### WORK REQUIRED
The expected answer comprises all lines from the entries that contain the string "portability".

○ ○ ○ ○ ○ ○ ○

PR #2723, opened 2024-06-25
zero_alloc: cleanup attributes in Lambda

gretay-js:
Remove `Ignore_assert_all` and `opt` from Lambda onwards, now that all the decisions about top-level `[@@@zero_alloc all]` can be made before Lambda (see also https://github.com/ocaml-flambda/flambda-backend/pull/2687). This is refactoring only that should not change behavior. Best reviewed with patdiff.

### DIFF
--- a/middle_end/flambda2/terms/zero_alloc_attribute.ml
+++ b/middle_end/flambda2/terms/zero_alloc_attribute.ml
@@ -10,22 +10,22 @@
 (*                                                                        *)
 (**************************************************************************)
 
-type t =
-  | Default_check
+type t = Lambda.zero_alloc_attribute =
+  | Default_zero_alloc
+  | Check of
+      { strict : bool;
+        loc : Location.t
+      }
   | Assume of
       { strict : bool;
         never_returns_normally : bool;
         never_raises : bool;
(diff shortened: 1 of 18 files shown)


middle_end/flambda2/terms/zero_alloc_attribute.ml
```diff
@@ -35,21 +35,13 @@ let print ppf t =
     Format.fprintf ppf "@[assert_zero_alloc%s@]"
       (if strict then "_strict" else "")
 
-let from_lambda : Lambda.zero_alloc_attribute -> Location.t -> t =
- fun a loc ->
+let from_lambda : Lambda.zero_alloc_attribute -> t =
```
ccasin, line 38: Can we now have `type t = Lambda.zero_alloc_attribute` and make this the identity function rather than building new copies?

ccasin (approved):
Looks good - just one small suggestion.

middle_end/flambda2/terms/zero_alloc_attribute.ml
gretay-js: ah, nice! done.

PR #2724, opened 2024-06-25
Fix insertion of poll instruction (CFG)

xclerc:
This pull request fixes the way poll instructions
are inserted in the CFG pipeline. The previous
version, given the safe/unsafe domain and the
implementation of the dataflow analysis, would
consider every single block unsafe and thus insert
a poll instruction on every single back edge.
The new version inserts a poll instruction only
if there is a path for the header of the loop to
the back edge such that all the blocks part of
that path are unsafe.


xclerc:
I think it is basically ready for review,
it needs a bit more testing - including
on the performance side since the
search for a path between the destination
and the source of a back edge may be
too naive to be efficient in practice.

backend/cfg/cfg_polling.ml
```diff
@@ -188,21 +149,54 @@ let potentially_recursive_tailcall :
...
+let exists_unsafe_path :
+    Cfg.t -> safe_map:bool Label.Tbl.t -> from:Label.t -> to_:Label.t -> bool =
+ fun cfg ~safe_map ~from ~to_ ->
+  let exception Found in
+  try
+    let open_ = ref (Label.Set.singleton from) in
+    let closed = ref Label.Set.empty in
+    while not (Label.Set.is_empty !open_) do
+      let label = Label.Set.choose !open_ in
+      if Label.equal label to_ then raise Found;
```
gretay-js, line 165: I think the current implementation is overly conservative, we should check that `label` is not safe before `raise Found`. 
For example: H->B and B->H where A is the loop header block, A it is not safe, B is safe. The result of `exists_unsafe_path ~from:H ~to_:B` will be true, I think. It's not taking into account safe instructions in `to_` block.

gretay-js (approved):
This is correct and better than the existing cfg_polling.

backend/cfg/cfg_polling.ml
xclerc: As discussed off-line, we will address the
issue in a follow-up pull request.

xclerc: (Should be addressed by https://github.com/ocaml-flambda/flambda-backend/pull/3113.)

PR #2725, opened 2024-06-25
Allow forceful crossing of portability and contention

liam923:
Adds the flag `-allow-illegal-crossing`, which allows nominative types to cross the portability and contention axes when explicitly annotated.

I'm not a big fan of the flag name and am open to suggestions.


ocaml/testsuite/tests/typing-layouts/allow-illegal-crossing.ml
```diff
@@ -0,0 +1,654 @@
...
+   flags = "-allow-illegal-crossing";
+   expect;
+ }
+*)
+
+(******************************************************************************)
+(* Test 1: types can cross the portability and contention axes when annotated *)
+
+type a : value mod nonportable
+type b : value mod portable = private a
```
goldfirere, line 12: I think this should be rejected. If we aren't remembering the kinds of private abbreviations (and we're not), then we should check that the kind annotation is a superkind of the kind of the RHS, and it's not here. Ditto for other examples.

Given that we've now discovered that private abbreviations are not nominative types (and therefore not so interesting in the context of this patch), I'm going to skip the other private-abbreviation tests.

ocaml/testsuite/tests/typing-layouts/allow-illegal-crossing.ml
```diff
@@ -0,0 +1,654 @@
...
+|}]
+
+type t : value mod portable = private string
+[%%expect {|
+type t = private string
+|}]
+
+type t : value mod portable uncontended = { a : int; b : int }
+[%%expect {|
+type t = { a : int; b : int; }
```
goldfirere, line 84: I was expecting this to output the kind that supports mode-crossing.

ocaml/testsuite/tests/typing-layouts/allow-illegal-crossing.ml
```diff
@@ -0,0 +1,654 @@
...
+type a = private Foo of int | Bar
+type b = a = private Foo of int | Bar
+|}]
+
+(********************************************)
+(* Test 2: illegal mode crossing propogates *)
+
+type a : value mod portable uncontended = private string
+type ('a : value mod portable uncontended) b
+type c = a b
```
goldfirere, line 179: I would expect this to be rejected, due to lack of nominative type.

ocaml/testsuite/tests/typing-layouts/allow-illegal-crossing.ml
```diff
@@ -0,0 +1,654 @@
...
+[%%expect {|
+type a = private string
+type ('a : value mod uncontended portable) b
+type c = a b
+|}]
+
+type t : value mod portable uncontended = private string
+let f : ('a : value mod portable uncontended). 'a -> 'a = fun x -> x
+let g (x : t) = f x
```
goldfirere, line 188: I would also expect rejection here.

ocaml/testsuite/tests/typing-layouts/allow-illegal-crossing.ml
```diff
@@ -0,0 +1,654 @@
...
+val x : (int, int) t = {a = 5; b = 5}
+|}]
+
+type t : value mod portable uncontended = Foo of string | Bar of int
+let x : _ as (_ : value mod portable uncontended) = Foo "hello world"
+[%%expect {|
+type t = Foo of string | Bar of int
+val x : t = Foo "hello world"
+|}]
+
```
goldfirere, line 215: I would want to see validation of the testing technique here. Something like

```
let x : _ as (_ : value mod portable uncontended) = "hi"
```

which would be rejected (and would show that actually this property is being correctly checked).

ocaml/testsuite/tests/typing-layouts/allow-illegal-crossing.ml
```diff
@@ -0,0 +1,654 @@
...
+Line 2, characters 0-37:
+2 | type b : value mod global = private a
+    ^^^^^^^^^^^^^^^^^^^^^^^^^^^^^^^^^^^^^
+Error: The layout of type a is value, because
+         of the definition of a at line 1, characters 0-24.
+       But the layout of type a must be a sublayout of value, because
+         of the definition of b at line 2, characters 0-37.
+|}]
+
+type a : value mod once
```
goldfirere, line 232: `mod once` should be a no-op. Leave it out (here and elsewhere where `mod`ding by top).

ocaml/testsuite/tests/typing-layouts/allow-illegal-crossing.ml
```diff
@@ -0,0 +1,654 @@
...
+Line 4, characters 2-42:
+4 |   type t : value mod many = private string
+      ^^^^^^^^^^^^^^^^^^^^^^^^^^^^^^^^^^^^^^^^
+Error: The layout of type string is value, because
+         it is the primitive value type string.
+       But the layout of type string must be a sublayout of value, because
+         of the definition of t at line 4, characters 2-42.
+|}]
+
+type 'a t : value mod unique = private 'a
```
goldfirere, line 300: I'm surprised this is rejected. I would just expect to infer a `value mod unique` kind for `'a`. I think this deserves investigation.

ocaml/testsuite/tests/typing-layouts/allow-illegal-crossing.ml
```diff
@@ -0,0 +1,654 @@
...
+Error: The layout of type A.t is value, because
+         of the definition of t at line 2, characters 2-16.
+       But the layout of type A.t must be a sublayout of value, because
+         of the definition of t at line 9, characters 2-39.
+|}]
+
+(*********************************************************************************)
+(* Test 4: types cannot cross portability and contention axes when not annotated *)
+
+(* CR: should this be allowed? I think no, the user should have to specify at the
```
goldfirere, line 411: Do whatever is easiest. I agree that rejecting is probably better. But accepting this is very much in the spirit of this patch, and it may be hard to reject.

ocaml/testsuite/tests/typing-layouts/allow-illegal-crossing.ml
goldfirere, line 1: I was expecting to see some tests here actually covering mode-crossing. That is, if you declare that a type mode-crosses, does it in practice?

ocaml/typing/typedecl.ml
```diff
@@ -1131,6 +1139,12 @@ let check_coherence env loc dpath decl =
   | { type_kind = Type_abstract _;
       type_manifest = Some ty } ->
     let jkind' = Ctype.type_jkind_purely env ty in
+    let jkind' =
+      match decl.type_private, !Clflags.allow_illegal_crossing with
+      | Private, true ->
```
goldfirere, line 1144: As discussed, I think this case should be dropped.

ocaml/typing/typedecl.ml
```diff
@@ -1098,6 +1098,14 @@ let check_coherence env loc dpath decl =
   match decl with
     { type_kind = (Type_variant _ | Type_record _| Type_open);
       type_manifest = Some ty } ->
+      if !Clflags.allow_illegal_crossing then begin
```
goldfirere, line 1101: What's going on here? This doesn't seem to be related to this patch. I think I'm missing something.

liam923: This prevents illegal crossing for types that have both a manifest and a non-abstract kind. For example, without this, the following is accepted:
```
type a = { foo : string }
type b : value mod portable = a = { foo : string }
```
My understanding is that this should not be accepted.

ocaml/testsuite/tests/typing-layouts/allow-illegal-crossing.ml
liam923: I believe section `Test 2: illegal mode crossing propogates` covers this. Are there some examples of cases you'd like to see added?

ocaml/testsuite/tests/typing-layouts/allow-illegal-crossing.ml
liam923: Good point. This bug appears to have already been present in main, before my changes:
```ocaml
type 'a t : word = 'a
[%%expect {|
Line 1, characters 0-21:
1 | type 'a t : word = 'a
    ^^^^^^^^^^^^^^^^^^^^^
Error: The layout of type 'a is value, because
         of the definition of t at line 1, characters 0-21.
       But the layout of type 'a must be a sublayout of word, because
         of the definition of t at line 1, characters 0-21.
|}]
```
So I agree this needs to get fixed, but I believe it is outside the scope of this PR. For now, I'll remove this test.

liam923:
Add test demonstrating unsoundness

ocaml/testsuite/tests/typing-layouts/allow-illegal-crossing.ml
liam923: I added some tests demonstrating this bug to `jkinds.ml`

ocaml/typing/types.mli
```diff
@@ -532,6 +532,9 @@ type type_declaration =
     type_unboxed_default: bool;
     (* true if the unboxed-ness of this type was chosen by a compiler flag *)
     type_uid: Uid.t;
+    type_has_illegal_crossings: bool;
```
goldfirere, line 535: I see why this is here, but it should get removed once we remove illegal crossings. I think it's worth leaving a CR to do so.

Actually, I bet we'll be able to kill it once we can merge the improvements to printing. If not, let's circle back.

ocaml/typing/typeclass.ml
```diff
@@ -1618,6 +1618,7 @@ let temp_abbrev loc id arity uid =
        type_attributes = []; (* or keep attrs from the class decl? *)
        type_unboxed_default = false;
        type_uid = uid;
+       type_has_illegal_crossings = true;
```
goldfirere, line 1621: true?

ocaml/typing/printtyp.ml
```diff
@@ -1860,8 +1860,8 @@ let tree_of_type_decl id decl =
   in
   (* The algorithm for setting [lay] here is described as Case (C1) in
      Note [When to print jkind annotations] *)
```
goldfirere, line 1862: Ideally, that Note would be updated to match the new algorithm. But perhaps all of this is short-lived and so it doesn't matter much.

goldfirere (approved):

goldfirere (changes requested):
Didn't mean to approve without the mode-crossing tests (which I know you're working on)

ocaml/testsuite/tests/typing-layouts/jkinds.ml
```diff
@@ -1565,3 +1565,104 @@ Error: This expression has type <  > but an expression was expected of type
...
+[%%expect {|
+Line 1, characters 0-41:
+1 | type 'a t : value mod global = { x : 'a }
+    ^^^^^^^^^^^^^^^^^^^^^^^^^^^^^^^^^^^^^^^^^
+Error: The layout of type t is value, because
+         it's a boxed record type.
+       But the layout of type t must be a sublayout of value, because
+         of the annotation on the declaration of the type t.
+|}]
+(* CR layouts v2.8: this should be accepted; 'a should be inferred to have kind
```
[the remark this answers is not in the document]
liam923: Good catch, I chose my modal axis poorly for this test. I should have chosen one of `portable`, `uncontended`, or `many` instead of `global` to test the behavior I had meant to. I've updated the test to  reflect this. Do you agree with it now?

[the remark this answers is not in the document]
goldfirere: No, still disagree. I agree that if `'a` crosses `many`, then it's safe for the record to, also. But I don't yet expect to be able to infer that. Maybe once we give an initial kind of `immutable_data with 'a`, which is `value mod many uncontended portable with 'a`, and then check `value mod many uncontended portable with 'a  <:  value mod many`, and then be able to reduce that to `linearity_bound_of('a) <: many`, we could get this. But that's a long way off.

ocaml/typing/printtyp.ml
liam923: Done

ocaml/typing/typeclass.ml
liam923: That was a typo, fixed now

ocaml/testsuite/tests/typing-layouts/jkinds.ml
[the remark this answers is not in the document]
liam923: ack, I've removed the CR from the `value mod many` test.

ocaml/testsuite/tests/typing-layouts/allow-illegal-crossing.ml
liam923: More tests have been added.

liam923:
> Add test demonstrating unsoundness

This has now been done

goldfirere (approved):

○ ○ ○ ○ ○ ○ ○

### SOLUTION
Allow forceful crossing of portability and contention
Adds the flag `-allow-illegal-crossing`, which allows nominative types to cross the portability and contention axes when explicitly annotated.
+(* Test 1: types can cross the portability and contention axes when annotated *)
+(* Test 4: types cannot cross portability and contention axes when not annotated *)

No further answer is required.